Research & Papers

ResRank: Unifying Retrieval and Listwise Reranking via End-to-End Joint Training with Residual Passage Compression

ResRank compresses each passage to a single embedding, eliminating the generation bottleneck.

Deep Dive

ResRank, developed by Xiaojie Ke and eight co-authors, tackles two major bottlenecks in LLM-based listwise reranking: the 'lost in the middle' degradation with long inputs and super-linear inference latency. Inspired by multimodal LLMs that compress visual inputs into compact token representations, ResRank employs an Encoder-LLM to compress each candidate passage into a single embedding. This embedding is then fed alongside the query text into a Reranker-LLM for listwise ranking. To address the misalignment between the compressed representation space and the ranking space, the framework introduces a residual connection structure that combines encoder embeddings with contextualized hidden states from the reranker.
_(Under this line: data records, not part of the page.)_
PR #1070, opened 2017-09-01
Hold helper container on instances of Environment

everzet:
This is a second refactoring to enable us a bigger feature in upcoming release. However, despite aiming at supporting a bigger feature this refactoring brings value on its own - it exposes your preconfigured service-container via `Environment::getServiceContainer()`. Extension creators can use that to their own benefit.

### DIFF
--- a/src/Behat/Behat/Context/Environment/Handler/ContextEnvironmentHandler.php
+++ b/src/Behat/Behat/Context/Environment/Handler/ContextEnvironmentHandler.php
@@ -10,10 +10,12 @@
 
 namespace Behat\Behat\Context\Environment\Handler;
 
+use Behat\Behat\Context\Argument\ArgumentResolver;
 use Behat\Behat\Context\Argument\SuiteScopedResolverFactory;
 use Behat\Behat\Context\Argument\NullFactory;
 use Behat\Behat\Context\ContextClass\ClassResolver;
 use Behat\Behat\Context\ContextFactory;
+use Behat\Behat\Context\Environment\ContextEnvironment;
 use Behat\Behat\Context\Environment\InitializedContextEnvironment;
 use Behat\Behat\Context\Environment\UninitializedContextEnvironment;
 use Behat\Testwork\Environment\Environment;
@@ -36,7 +38,7 @@ final class ContextEnvironmentHandler implements EnvironmentHandler
      */
     private $contextFactory;
     /**
-     * @var SuiteScopedResolverFactory
+     * @var ArgumentResolver|SuiteScopedResolverFactory
      */
     private $resolverFactory;
     /**
@@ -47,10 +49,10 @@ final class ContextEnvironmentHandler implements EnvironmentHandler
     /**
      * Initializes handler.
      *
-     * @param ContextFactory             $factory
-     * @param SuiteScopedResolverFactory $resolverFactory
+     * @param ContextFactory                              $factory
+     * @param ArgumentResolver|SuiteScopedResolverFactory $resolverFactory
      */
-    public function __construct(ContextFactory $factory, SuiteScopedResolverFactory $resolverFactory = null)
+    public function __construct(ContextFactory $factory, $resolverFactory = null)
     {
         $this->contextFactory = $factory;
         $this->resolverFactory = $resolverFactory ?: new NullFactory();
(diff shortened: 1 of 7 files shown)


src/Behat/Behat/Context/Environment/Handler/ContextEnvironmentHandler.php
```diff
@@ -184,4 +186,22 @@ private function resolveClass($class)
...
+     *
+     * @return ArgumentResolver[]
+     */
+    private function createArgumentResolvers(ContextEnvironment $environment)
+    {
+        if ($this->resolverFactory instanceof ArgumentResolver) {
+            return $this->resolverFactory->createArgumentResolvers($environment);
+        } elseif ($this->resolverFactory instanceof SuiteScopedResolverFactory) {
+            return $this->resolverFactory->generateArgumentResolvers($environment->getSuite());
+        }
```
sroze: To prevent a less-likely developer WTF, I'd throw an exception here: as you don't have the type-hint anymore, somebody could inject so weird thing, that would be ignored and would end up to be no argument resolver. Throwing here if `$this->resolverFactory !== null` would highlight the issue.

src/Behat/Behat/Context/Argument/SuiteScopedResolverFactory.php
```diff
@@ -18,6 +18,8 @@
  * @see ContextEnvironmentHandler
  *
  * @author Konstantin Kudryashov <ever.zet@gmail.com>
+ *
+ * @deprecated since 3.4. Use `ArgumentResolverFactory` instead
```
Taluu: You should add a `trigger_error` with `E_DEPRECATED` on the file, as @stof suggested in https://github.com/Behat/Behat/pull/1018#discussion_r113420353

src/Behat/Behat/Context/Environment/Handler/ContextEnvironmentHandler.php
```diff
@@ -184,4 +186,22 @@ private function resolveClass($class)
...
+    /**
+     * Creates argument resolvers for a given environment.
+     *
+     * @param ContextEnvironment $environment
+     *
+     * @return ArgumentResolver[]
+     */
+    private function createArgumentResolvers(ContextEnvironment $environment)
+    {
+        if ($this->resolverFactory instanceof ArgumentResolver) {
```
stof: wrong check. It must be `ArgumentResolverFactory`

src/Behat/Behat/Context/Environment/Handler/ContextEnvironmentHandler.php
stof: Another option is to create an internal class implementing `ArgumentResolverFactory` by wrapping a `SuiteScopedResolverFactory` (which is easy to do).

This class would then wrap the SuiteScopedResolverFactory into this internal adapter implementation in case the provided argument does not implement the new interface but only the old one. And then, the private property can be guaranteed to always contain a `ArgumentResolverFactory`

src/Behat/Behat/Context/Environment/Handler/ContextEnvironmentHandler.php
```diff
@@ -47,10 +49,10 @@
     /**
      * Initializes handler.
      *
-     * @param ContextFactory             $factory
-     * @param SuiteScopedResolverFactory $resolverFactory
+     * @param ContextFactory                              $factory
+     * @param ArgumentResolver|SuiteScopedResolverFactory $resolverFactory
```
stof: wrong phpdoc. Should be `ArgumentResolverFactory`

src/Behat/Behat/Context/Argument/SuiteScopedResolverFactory.php
stof: ỳou cannot, as the implementation still implements it for BC

src/Behat/Behat/HelperContainer/Argument/ServicesResolverFactory.php
```diff
@@ -45,6 +48,8 @@ public function __construct(TaggedContainerInterface $container)
 
     /**
      * {@inheritdoc}
+     *
+     * @deprecated
```
stof: The deprecation should have a message giving the version it was deprecated in, and the alternative.

And I would also add a `@trigger_error('...', E_USER_DEPRECATED);` in the method.

src/Behat/Behat/Context/Environment/Handler/ContextEnvironmentHandler.php
everzet: @stof I like the way you think :)

src/Behat/Behat/HelperContainer/Argument/ServicesResolverFactory.php
everzet: Good shout.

Additionally, it replaces conventional autoregressive decoding with a one-step cosine-similarity-based scoring mechanism, completely eliminating the generation bottleneck.

ResRank is trained through a dual-stage, multi-task, end-to-end joint optimization strategy that simultaneously trains the encoder and reranker. This alignment of learning objectives between retrieval and reranking reduces training complexity while improving performance. Extensive experiments on TREC Deep Learning and eight BEIR benchmark datasets demonstrate that ResRank achieves competitive or superior ranking effectiveness compared to existing approaches while requiring zero generated tokens and processing only one token per passage. This yields a fundamentally better balance between effectiveness and efficiency, making it suitable for industrial deployment where latency and throughput are critical.

Key Points
  • ResRank compresses each candidate passage into a single embedding using an Encoder-LLM.
  • A residual connection structure aligns the compressed representation with the ranking space.
  • Achieves competitive effectiveness on TREC Deep Learning and eight BEIR datasets with zero generated tokens and one token per passage.

Why It Matters

ResRank makes LLM-based reranking practical for production by slashing latency and eliminating 'lost in the middle' issues.